Home's Wane

June 4, 2017
By nickmcollins1 GOLD, Brookline, Massachusetts
nickmcollins1 GOLD, Brookline, Massachusetts
12 articles 0 photos 1 comment

Favorite Quote:
"It's always each other we find in the sea." --E. E. Cummings

— How’d they meet?
— They were townies. They met being townies together.
— From?
— Canton.
My mother and I stayed silent for a bit.
— Where’d he even come from?
— Ireland. He came at a young age after his dad was killed by the I.R.A. in 1980-something. I don’t really remember. Why?

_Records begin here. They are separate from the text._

PR #182, opened 2023-05-09
Add script for generating dumps on each commit with git rebase

Leitsi:
This change is [Reviewable](https://reviewable.io/reviews/HSLdevcom/jore4-hasura/182)

### DIFF
--- a/scripts/amend-generate-dumps.sh
+++ b/scripts/amend-generate-dumps.sh
@@ -1,0 +1,75 @@
+#!/bin/sh
+
+# Recreates dependencies, generates database dumps and adds them to current commit.
+#
+# NB: because the dependencies are recreated, the testdb gets erased.
+#
+# Intended to be used with git rebase, eg:
+#   git rebase origin/main --exec=./scripts/amend-generate-dumps.sh
+#
+# Can also be used outside rebase, in which case the changes get amended to current commit.
+#
+# Known caveats:
+# - Does not detect if migrations ran successfully.
+#   This might result in incorrect dumps being created (most SQL shown as removed).
+#   Thus the commits should still be manually checked in case there are any clear anomalies.
+
+set -eu
+
+# allow running from any working directory
+WD=$(dirname "$0")
+cd "${WD}"
+
+if ! git diff --quiet; then
+  echo "There are uncommitted changes. Please commit or stash them before running the script."
+  exit 1
+fi
+
+# Make sure the generic schema is selected, otherwise dumps are not generated correctly. Should be by default.
+SELECTED_MIGRATION_DIRECTORY=$(grep "migrations_directory: " ../config.yaml | cut -d ":" -f2 | tr -d " ")
+if [ "$SELECTED_MIGRATION_DIRECTORY" != "migrations/generic" ]; then
+  echo "Generic schema not selected. Aborting."
+  exit 1
+fi
+
+# Generate dumps expects generic image to have been built.
+echo "Setting docker target."
+./set-docker-target.sh generic
+
+echo "Restarting dependencies to recreate test database."
+bash ./stop-dependencies.sh
+bash ./start-dependencies.sh --detach
+
+# It is important that DB is all ready and migrations have been ran, before we try to generate the dumps.
+echo "Waiting for docker images to be ready."
+until [ "`docker inspect -f {{.State.Health.Status}} testdb`"=="healthy" ]; do
+  sleep 0.1;
+done;
+until [ "`docker inspect -f {{.State.Health.Status}} hasura`"=="healthy" ]; do
+  sleep 0.1;
+done;
+# Merely being healthy doesn't seem to be enough: running migrations might not have finished.
+# TODO: is there a better way?
+sleep 5;
+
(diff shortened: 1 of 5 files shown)


Leitsi (commented):
> *[Reviewable](https://reviewable.io/reviews/HSLdevcom/jore4-hasura/182)* status: 0 of 5 files reviewed, 1 unresolved discussion (waiting on @culka)

___
*[`scripts/amend-generate-dumps.sh` line 12 at r1](https://reviewable.io/reviews/HSLdevcom/jore4-hasura/182#-NV3xA4BBsEC28Yy8yeE:-NV3yMK6-zMfB5WK91hq:b6wvfev) ([raw file](https://github.com/HSLdevcom/jore4-hasura/blob/45799ebb6ff0873333a5728a280c8f19bffbbad8/scripts/amend-generate-dumps.sh#L12)):*

Should this (or maybe `generate-dumps.sh` rather) warn if you're not in generic schema and have HSL specific migrations?

Not a blocker but just pondering.
</blockquote></details>

Possibly. Should maybe exit with error in that case.
___
*[`scripts/amend-generate-dumps.sh` line 36 at r1](https://reviewable.io/reviews/HSLdevcom/jore4-hasura/182#-NV3vEfF8MQ92Ty7rFNE:-NV3ymw1-WTHxUEB6o5U:b4c9lyr) ([raw file](https://github.com/HSLdevcom/jore4-hasura/blob/45799ebb6ff0873333a5728a280c8f19bffbbad8/scripts/amend-generate-dumps.sh#L36)):*

ahve
</blockquote></details>

:thumbsup: 
___
*[`scripts/amend-generate-dumps.sh` line 45 at r1](https://reviewable.io/reviews/HSLdevcom/jore4-hasura/182#-NV3toXi4dty9oEXWQkd:-NV3zQ544SrrVhp5tBxJ:bjrjn2f) ([raw file](https://github.com/HSLdevcom/jore4-hasura/blob/45799ebb6ff0873333a5728a280c8f19bffbbad8/scripts/amend-generate-dumps.sh#L45)):*

You can check something like what is in `jore4-ui` startup scripts

`  if [[ $(docker exec $1 psql $DB_CONNECTION_STRING -AXqtc "SELECT EXISTS (SELECT FROM pg_tables WHERE schemaname = 'service_pattern' AND tablename = 'distance_between_stops_calculation');") = "t" ]]; then`
Would check if the latest generic migration that adds a table has been executed, but this requires upkeep when we add new migrations. 

What could be used for this is a repeatable migration that sets a value once it is executed and which is cleared in before migrate?
</blockquote></details>

Hmm, maybe. The repeatable migration solution sounds fine and not too much of an overkill for this, even though would be nicer to fix this outside DB.
___
*[`scripts/set-docker-target.sh` line 8 at r1](https://reviewable.io/reviews/HSLdevcom/jore4-hasura/182#-NV3w53qDInTzihfIm-Y:-NV3yyg74Vmg_YjeV1GY:b387xvy) ([raw file](https://github.com/HSLdevcom/jore4-hasura/blob/45799ebb6ff0873333a5728a280c8f19bffbbad8/scripts/set-docker-target.sh#L8)):*

`docket`

If you want to avoid the mistake I made in the script below, use `basename $0` for the name.
</blockquote></details>

:facepalm: :thumbsup: 
___
*[`scripts/use-specific-schema.sh` line 8 at r1](https://reviewable.io/reviews/HSLdevcom/jore4-hasura/182#-NV3UgOz8ZWHtRutT0iF:-NV3z33O280aiaZ2uTsg:b2eidal) ([raw file](https://github.com/HSLdevcom/jore4-hasura/blob/45799ebb6ff0873333a5728a280c8f19bffbbad8/scripts/use-specific-schema.sh#L8)):*

Whoops. I should have used `basename $0` here...
</blockquote></details>

:ok_hand:  will change.

Leitsi (commented):
> *[Reviewable](https://reviewable.io/reviews/HSLdevcom/jore4-hasura/182)* status: 0 of 5 files reviewed, 1 unresolved discussion (waiting on @culka)

___
*[`scripts/amend-generate-dumps.sh` line 45 at r1](https://reviewable.io/reviews/HSLdevcom/jore4-hasura/182#-NV3toXi4dty9oEXWQkd:-NVAdHPz0T-e-72eQWxR:bwbok6b) ([raw file](https://github.com/HSLdevcom/jore4-hasura/blob/45799ebb6ff0873333a5728a280c8f19bffbbad8/scripts/amend-generate-dumps.sh#L45)):*

Hmm, maybe. The repeatable migration solution sounds fine and not too much of an overkill for this, even though would be nicer to fix this outside DB.
</blockquote></details>

Spent a while investigating this but couldn't get a working solution. SET commands only work for same session, which is not sufficient. Could always implement with some custom table + inserting a value but feels overkill.

Also tried digging at Hasura tables, but there doesn't seem to be any clear data about ran migrations stored in any of those.

So, going with this neat sleep hack "for now"

culka (approved):
> *[Reviewable](https://reviewable.io/reviews/HSLdevcom/jore4-hasura/182)* status: 0 of 5 files reviewed, all discussions resolved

I was wondering what gave him his shape.
— Rough parents—parent—I guess. It was definitely passed on.
— How?
— I mean—when I was still in college, I lived close enough to home that I’d come back for family dinners every Sunday. My mom would cook this elaborate dinner, usually with chicken paprikash—either that or gnocchi—and my dad would play records and we would sit listening to Frank Sinatra with the whole family around. I specifically remember, though, one dinner when she didn’t show up at all. We were all really confused because she told us that she was coming. It was rush hour, though, and she lived a few miles down the highway so we assumed she was just in traffic and we started to eat. Just as we started, though, my sister burst in the door—trying to act casual, like nothing had happened—but we noticed that she had bruises and cuts all over her face. Sure, she insisted that she ‘fell in the shower,’ but we all knew that that wasn’t the truth. My dad said nothing—he had no reason to suspect the man of anything.

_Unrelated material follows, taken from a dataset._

PR #190, opened 2023-07-10
Remove timetables-namespace

Perholehto:
Adding namespace for Timetables breaks transaction when used from Apollo Client...

- - -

I paused for a minute to absorb the information before responding.
— So she was abused?
— I don’t think so. I don’t want to think about it.
— You turn here on Pleasant.
The whole car jolted.
— But you don’t know for sure, right?
— Well, during one of the family dinners, he burst in the door with a knife, screaming about how we ‘all owed him.’ He made a beeline for Dad, who was old at that point—in his sixties—and couldn’t move fast enough out of the way. Dad had to be taken to the E.R. I don’t really want to talk about it—brings back bad memories.

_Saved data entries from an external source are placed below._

PR #212, opened 2023-10-31
Validate sequential integrity within vehicle_services: don't allow overlapping blocks of journeys

Leitsi:
Resolves https://github.com/HSLdevcom/jore4/issues/1483

- - -
This change is [Reviewable](https://reviewable.io/reviews/HSLdevcom/jore4-hasura/212)


culka (commented):
> Reviewed 13 of 13 files at r1, all commit messages.
> *[Reviewable](https://reviewable.io/reviews/HSLdevcom/jore4-hasura/212)* status: all files reviewed, 1 unresolved discussion (waiting on @Leitsi)

___
*[`migrations/generic/timetables/2000000000008_R_after_migrate_create_vehicle_service_sequential_integrity_validation/up.sql` line 137 at r1](https://reviewable.io/reviews/HSLdevcom/jore4-hasura/212#-Ni9ifnSBycjbHIdA5CW:-Ni9ifnSBycjbHIdA5CX:blp3amn) ([raw file](https://github.com/HSLdevcom/jore4-hasura/blob/209a328c1f9baa15f7289996e428653c6bed8f01/migrations/generic/timetables/2000000000008_R_after_migrate_create_vehicle_service_sequential_integrity_validation/up.sql#L137)):*
> ```TSQL
>     ),
>     with_inconsistencies AS (
>       SELECT
> ```

I would like if there was a comment here to explain how these are constructed and how the comparison is done. It took a while to parse what happened and if someone needs to do the same again a comment would help.

Leitsi (commented):
> *[Reviewable](https://reviewable.io/reviews/HSLdevcom/jore4-hasura/212)* status: 8 of 19 files reviewed, 1 unresolved discussion (waiting on @culka)

___
*[`migrations/generic/timetables/2000000000008_R_after_migrate_create_vehicle_service_sequential_integrity_validation/up.sql` line 137 at r1](https://reviewable.io/reviews/HSLdevcom/jore4-hasura/212#-Ni9ifnSBycjbHIdA5CW:-NiDk4dQ4NZpV79wYNhy:b-4todcs) ([raw file](https://github.com/HSLdevcom/jore4-hasura/blob/209a328c1f9baa15f7289996e428653c6bed8f01/migrations/generic/timetables/2000000000008_R_after_migrate_create_vehicle_service_sequential_integrity_validation/up.sql#L137)):*

I would like if there was a comment here to explain how these are constructed and how the comparison is done. It took a while to parse what happened and if someone needs to do the same again a comment would help.
</blockquote></details>

:ok: tried to clarify this a bit: reordered and reformatted the selected rows here, added comments, tried to clarify naming.

jarkkoka (changes requested):
> Reviewed 12 of 12 files at r2, all commit messages.
> *[Reviewable](https://reviewable.io/reviews/HSLdevcom/jore4-hasura/212)* status: all files reviewed, 14 unresolved discussions (waiting on @culka and @Leitsi)

___
*[`migrations/generic/timetables/2000000000008_R_after_migrate_create_vehicle_service_sequential_integrity_validation/up.sql` line 37 at r2](https://reviewable.io/reviews/HSLdevcom/jore4-hasura/212#-NiiIbHw8sDoxLP5z8dv:-NiiIbHw8sDoxLP5z8dw:b-uc54jg) ([raw file](https://github.com/HSLdevcom/jore4-hasura/blob/fef8e6742514c354dd1e2d1bb374fedce7af3b84/migrations/generic/timetables/2000000000008_R_after_migrate_create_vehicle_service_sequential_integrity_validation/up.sql#L37)):*
> ```TSQL
>       vehicle_service_id,
>       MIN(tpt.departure_time) OVER (PARTITION BY vehicle_journey_id) AS journey_first_stop_departure,
>       MAX(tpt.arrival_time) OVER (PARTITION BY vehicle_journey_id) AS journey_last_stop_arrival,
> ```

I think you should coalesce `arrival_time` with `passing_time` since `arrival_time` is nullable. Now, you could get the arrival time of a stop point that is not the last in the journey.

The same may apply to departure time above. 
___
*[`migrations/generic/timetables/2000000000008_R_after_migrate_create_vehicle_service_sequential_integrity_validation/up.sql` line 57 at r2](https://reviewable.io/reviews/HSLdevcom/jore4-hasura/212#-NiiU4fu1J2l-MxQK1te:-NiiU4fu1J2l-MxQK1tf:b-kf1w1s) ([raw file](https://github.com/HSLdevcom/jore4-hasura/blob/fef8e6742514c354dd1e2d1bb374fedce7af3b84/migrations/generic/timetables/2000000000008_R_after_migrate_create_vehicle_service_sequential_integrity_validation/up.sql#L57)):*
> ```TSQL
>       *,
>       journey_first_stop_departure - layover_time AS journey_start,
>       journey_last_stop_arrival + turnaround_time AS journey_end
> ```

What/where is the specification for determining journey start and end time?

To me it would be more intuitive to use `turnaround_time` in determining the journey start time. In Hastus import files, the field is called `trp_lay_min_strt`. In Finnish, it is "Terminaaliaika".

Respectively, t would be more intuitive to me to use `layover_time` in determining the journey end time. In Hastus import files, the field is called `trp_lay_min_end`. In Finnish, it is "Elpymisaika".

Are you sure about the code is correct here?
___
*[`migrations/generic/timetables/2000000000008_R_after_migrate_create_vehicle_service_sequential_integrity_validation/up.sql` line 112 at r2](https://reviewable.io/reviews/HSLdevcom/jore4-hasura/212#-NiiyfSSDugnP7_sZVNX:-NiiyfSSDugnP7_sZVNY:b-2xbedx) ([raw file](https://github.com/HSLdevcom/jore4-hasura/blob/fef8e6742514c354dd1e2d1bb374fedce7af3b84/migrations/generic/timetables/2000000000008_R_after_migrate_create_vehicle_service_sequential_integrity_validation/up.sql#L112)):*
> ```TSQL
>     -- Eg. if block_id is present in modified_block, it's parent vehicle_service will be selected.
>     WITH modified_vehicle_service_ids AS (
>       SELECT vehicle_service_id
> ```

It seems to that `SELECT DISTINCT` could be used here to return unique set of identifiers.
___
*[`migrations/generic/timetables/2000000000008_R_after_migrate_create_vehicle_service_sequential_integrity_validation/up.sql` line 155 at r2](https://reviewable.io/reviews/HSLdevcom/jore4-hasura/212#-NiizhlE8aLpPc--31ym:-NiizhlE8aLpPc--31yn:b-viedq5) ([raw file](https://github.com/HSLdevcom/jore4-hasura/blob/fef8e6742514c354dd1e2d1bb374fedce7af3b84/migrations/generic/timetables/2000000000008_R_after_migrate_create_vehicle_service_sequential_integrity_validation/up.sql#L155)):*
> ```TSQL
>         (
>           in_temporal_order.block_id <> next_time.block_id
>           AND in_temporal_order.block_end > next_time.block_start
> ```

Because of the `>` operator, a block can end in the same minute as the next one starts. I think this is allowed?
___
*[`migrations/generic/timetables/2000000000008_R_after_migrate_create_vehicle_service_sequential_integrity_validation/up.sql` line 159 at r2](https://reviewable.io/reviews/HSLdevcom/jore4-hasura/212#-Nij-2OzC41A7dn6dBAq:-Nij-2OzC41A7dn6dBAr:b-ru4dsa) ([raw file](https://github.com/HSLdevcom/jore4-hasura/blob/fef8e6742514c354dd1e2d1bb374fedce7af3b84/migrations/generic/timetables/2000000000008_R_after_migrate_create_vehicle_service_sequential_integrity_validation/up.sql#L159)):*
> ```TSQL
>         (
>           in_temporal_order.vehicle_journey_id <> next_time.vehicle_journey_id
>           AND in_temporal_order.journey_end > next_time.journey_start
> ```

Because of the `>` operator, a journey can end in the same minute as the next one starts. I think this is allowed?
___
*[`migrations/generic/timetables/2000000000008_R_after_migrate_create_vehicle_service_sequential_integrity_validation/up.sql` line 164 at r2](https://reviewable.io/reviews/HSLdevcom/jore4-hasura/212#-Nij-UXs1QrCsU49mDNx:-Nij-UXs1QrCsU49mDNy:bhphhtm) ([raw file](https://github.com/HSLdevcom/jore4-hasura/blob/fef8e6742514c354dd1e2d1bb374fedce7af3b84/migrations/generic/timetables/2000000000008_R_after_migrate_create_vehicle_service_sequential_integrity_validation/up.sql#L164)):*
> ```TSQL
>       JOIN in_temporal_order next_time
>         ON in_temporal_order.vehicle_service_id = next_time.vehicle_service_id
>         AND next_time.order_number = (in_temporal_order.order_number + 1)
> ```

The last item in the sorted `in_temporal_order` set is discarded according to the join condition. I think the logic works well with it.
___
*[`test/hasura/generic/timetablesdb/datasets/types.ts` line 102 at r2](https://reviewable.io/reviews/HSLdevcom/jore4-hasura/212#-Nij1gdg1TMVZ5QXtQaT:-Nij1gdg1TMVZ5QXtQaU:b-3nfd6p) ([raw file](https://github.com/HSLdevcom/jore4-hasura/blob/fef8e6742514c354dd1e2d1bb374fedce7af3b84/test/hasura/generic/timetablesdb/datasets/types.ts#L102)):*
> ```XML
>   journey_pattern_ref_id: UUID;
>   layover_time: Duration | null;
>   turnaround_time: Duration | null;
> ```

I would order `turnaround_time` before `layover_time` for clarity.
___
*[`test/hasura/generic/timetablesdb/datasets/types.ts` line 110 at r2](https://reviewable.io/reviews/HSLdevcom/jore4-hasura/212#-Nij1nWj5XrGwH2hhdaW:-Nij1nWj5XrGwH2hhdaX:b-3nfd6p) ([raw file](https://github.com/HSLdevcom/jore4-hasura/blob/fef8e6742514c354dd1e2d1bb374fedce7af3b84/test/hasura/generic/timetablesdb/datasets/types.ts#L110)):*
> ```XML
>   'journey_pattern_ref_id',
>   'layover_time',
>   'turnaround_time',
> ```

I would order `turnaround_time` before `layover_time` for clarity.
___
*[`test/hasura/generic/timetablesdb/datasets/defaultSetup/vehicle-journeys.ts` line 11 at r2](https://reviewable.io/reviews/HSLdevcom/jore4-hasura/212#-Nij1pVx3Z6HWaTy14de:-Nij1pVx3Z6HWaTy14df:b-xa78rr) ([raw file](https://github.com/HSLdevcom/jore4-hasura/blob/fef8e6742514c354dd1e2d1bb374fedce7af3b84/test/hasura/generic/timetablesdb/datasets/defaultSetup/vehicle-journeys.ts#L11)):*
> ```XML
>     journey_pattern_ref_id:
>       journeyPatternRefsByName.route123Outbound.journey_pattern_ref_id,
>     layover_time: null,
> ```

I would change the order of these two properties for all occurrences in the file.
___
*[`test/hasura/generic/timetablesdb/integration-tests/data-integrity/vehicle-service/sequential-integrity.spec.ts` line 81 at r2](https://reviewable.io/reviews/HSLdevcom/jore4-hasura/212#-Nij2Qpb5z9-tluIBPHY:-Nij2Qpb5z9-tluIBPHZ:blxut6k) ([raw file](https://github.com/HSLdevcom/jore4-hasura/blob/fef8e6742514c354dd1e2d1bb374fedce7af3b84/test/hasura/generic/timetablesdb/integration-tests/data-integrity/vehicle-service/sequential-integrity.spec.ts#L81)):*
> ```XML
>     direction?: RouteDirection;
>     layover?: string | null;
>     turnaround?: string | null;
> ```

I would change the order of these two properties for the sake of logical consistency and clarity (for all occurrences in this file).
___
*[`test/hasura/hsl/timetablesdb/datasets/defaultSetup/vehicle-journeys.ts` line 16 at r2](https://reviewable.io/reviews/HSLdevcom/jore4-hasura/212#-Nij24-l2qNqmw-_lVUi:-Nij24-l2qNqmw-_lVUj:bf2c3ay) ([raw file](https://github.com/HSLdevcom/jore4-hasura/blob/fef8e6742514c354dd1e2d1bb374fedce7af3b84/test/hasura/hsl/timetablesdb/datasets/defaultSetup/vehicle-journeys.ts#L16)):*
> ```XML
>       journeyPatternRefsByName.route123Inbound.journey_pattern_ref_id,
>     layover_time: null,
>     turnaround_time: null,
> ```

I would change the order of these two new properties for all occurences in this file.
___
*[`test/hasura/timetables-data-inserter/generic/models/vehicle-journey.ts` line 63 at r2](https://reviewable.io/reviews/HSLdevcom/jore4-hasura/212#-Nij2CwJ0Omu5bdVvQ3A:-Nij2CwJ0Omu5bdVvQ3B:b-w28r4l) ([raw file](https://github.com/HSLdevcom/jore4-hasura/blob/fef8e6742514c354dd1e2d1bb374fedce7af3b84/test/hasura/timetables-data-inserter/generic/models/vehicle-journey.ts#L63)):*
> ```XML
>   return {
>     layover_time: null,
>     turnaround_time: null,
> ```

I would change the order of these two new properties.
___
*[`test/hasura/generic/timetablesdb/integration-tests/data-integrity/vehicle-service/journey-patterns-in-vehicle-service.spec.ts` line 86 at r2](https://reviewable.io/reviews/HSLdevcom/jore4-hasura/212#-Nij1xpY9pp27NuHremu:-Nij1xpY9pp27NuHremv:b-oij1dv) ([raw file](https://github.com/HSLdevcom/jore4-hasura/blob/fef8e6742514c354dd1e2d1bb374fedce7af3b84/test/hasura/generic/timetablesdb/integration-tests/data-integrity/vehicle-service/journey-patterns-in-vehicle-service.spec.ts#L86)):*
> ```XML
>           journeyPatternRefsByName.route123Outbound.journey_pattern_ref_id,
>         layover_time: null,
>         turnaround_time: null,
> ```

I would change the order of the two new properties for both two occurrences.

Leitsi (commented):
> *[Reviewable](https://reviewable.io/reviews/HSLdevcom/jore4-hasura/212)* status: all files reviewed, 14 unresolved discussions (waiting on @culka and @jarkkoka)

___
*[`migrations/generic/timetables/2000000000008_R_after_migrate_create_vehicle_service_sequential_integrity_validation/up.sql` line 155 at r2](https://reviewable.io/reviews/HSLdevcom/jore4-hasura/212#-NiizhlE8aLpPc--31ym:-Nino8lb4yiRxMURkNtB:bev60w1) ([raw file](https://github.com/HSLdevcom/jore4-hasura/blob/fef8e6742514c354dd1e2d1bb374fedce7af3b84/migrations/generic/timetables/2000000000008_R_after_migrate_create_vehicle_service_sequential_integrity_validation/up.sql#L155)):*

Because of the `>` operator, a block can end in the same minute as the next one starts. I think this is allowed?
</blockquote></details>

It is now!
But to be serious, good question. 

I would say typically time ranges work like this, that is, start closed end open (eg. PostgreSQL handles interval comparison like this by default). So to me this current version would make sense.

**But**, another similar case we already have is vehicle schedule frame validity ranges. Those have been handled as fully closed.
Relevant commit: [c3344921f7156c68afe2885117fe252e91565195](https://github.com/HSLdevcom/jore4-hasura/commit/c3344921f7156c68afe2885117fe252e91565195)

I suppose it's also relevant how Hastus handles these.

In practice this probably makes no difference: typically timetables are designed so that there's some breathing room anyways, so I wonder if we would ever even encounter these cases.
___
*[`migrations/generic/timetables/2000000000008_R_after_migrate_create_vehicle_service_sequential_integrity_validation/up.sql` line 164 at r2](https://reviewable.io/reviews/HSLdevcom/jore4-hasura/212#-Nij-UXs1QrCsU49mDNx:-NintrPk9spog1g1caii:b4wr4yu) ([raw file](https://github.com/HSLdevcom/jore4-hasura/blob/fef8e6742514c354dd1e2d1bb374fedce7af3b84/migrations/generic/timetables/2000000000008_R_after_migrate_create_vehicle_service_sequential_integrity_validation/up.sql#L164)):*

The last item in the sorted `in_temporal_order` set is discarded according to the join condition. I think the logic works well with it.
</blockquote></details>

Yep. The main point here is checking the integrity, that is, that each row (block or journey) does not overlap with the next one. For the last one there is no next one to compare against, there's no next row whose start it could overlap with. Previous row already checks overlap issues with the start of this last row that is discarded. So all is good.

Of course we could change things around a bit, do a `LEFT JOIN` instead, but that would just result in `block_overlaps_with_next` and `journey_overlaps_with_next` evaluating to `false` anyway, so no reason to complicate the logic because of that.

But maybe I'll add a comment that this has been thought of.

jarkkoka (commented):
> *[Reviewable](https://reviewable.io/reviews/HSLdevcom/jore4-hasura/212)* status: all files reviewed, 14 unresolved discussions (waiting on @culka and @Leitsi)

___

My younger sister was in the car, too:
— Before I was born I was getting my Love Degree in Heaven I was the cutest little thing lemme tell you I would go to my house and sit back and relaaaaax all day and I could see you from there Aloysius
— I’m glad we could meet the kids tonight, though. I feel bad, but I admit I know almost nothing about my own sister’s children. We should’ve caught up with them.
— But we can just ask next time. Or call.
— They can’t afford phones.
— Does he not work?
— He’s in a halfway home, and she can’t function on her own.
The car jolted again.
and as we turned down our long lonely barren winding alley as the car finally slowed to a halt i opened the car door and stepped outside gave my thoughts and gaze to the allencompassing cerulean sky specked with the long dying wispy orange grasps of the imploding celestial being through the newlyjoltedopened perspective viewed all this with a rather more critical lens than previously and i basked both in my upbringing and fate’s immutability.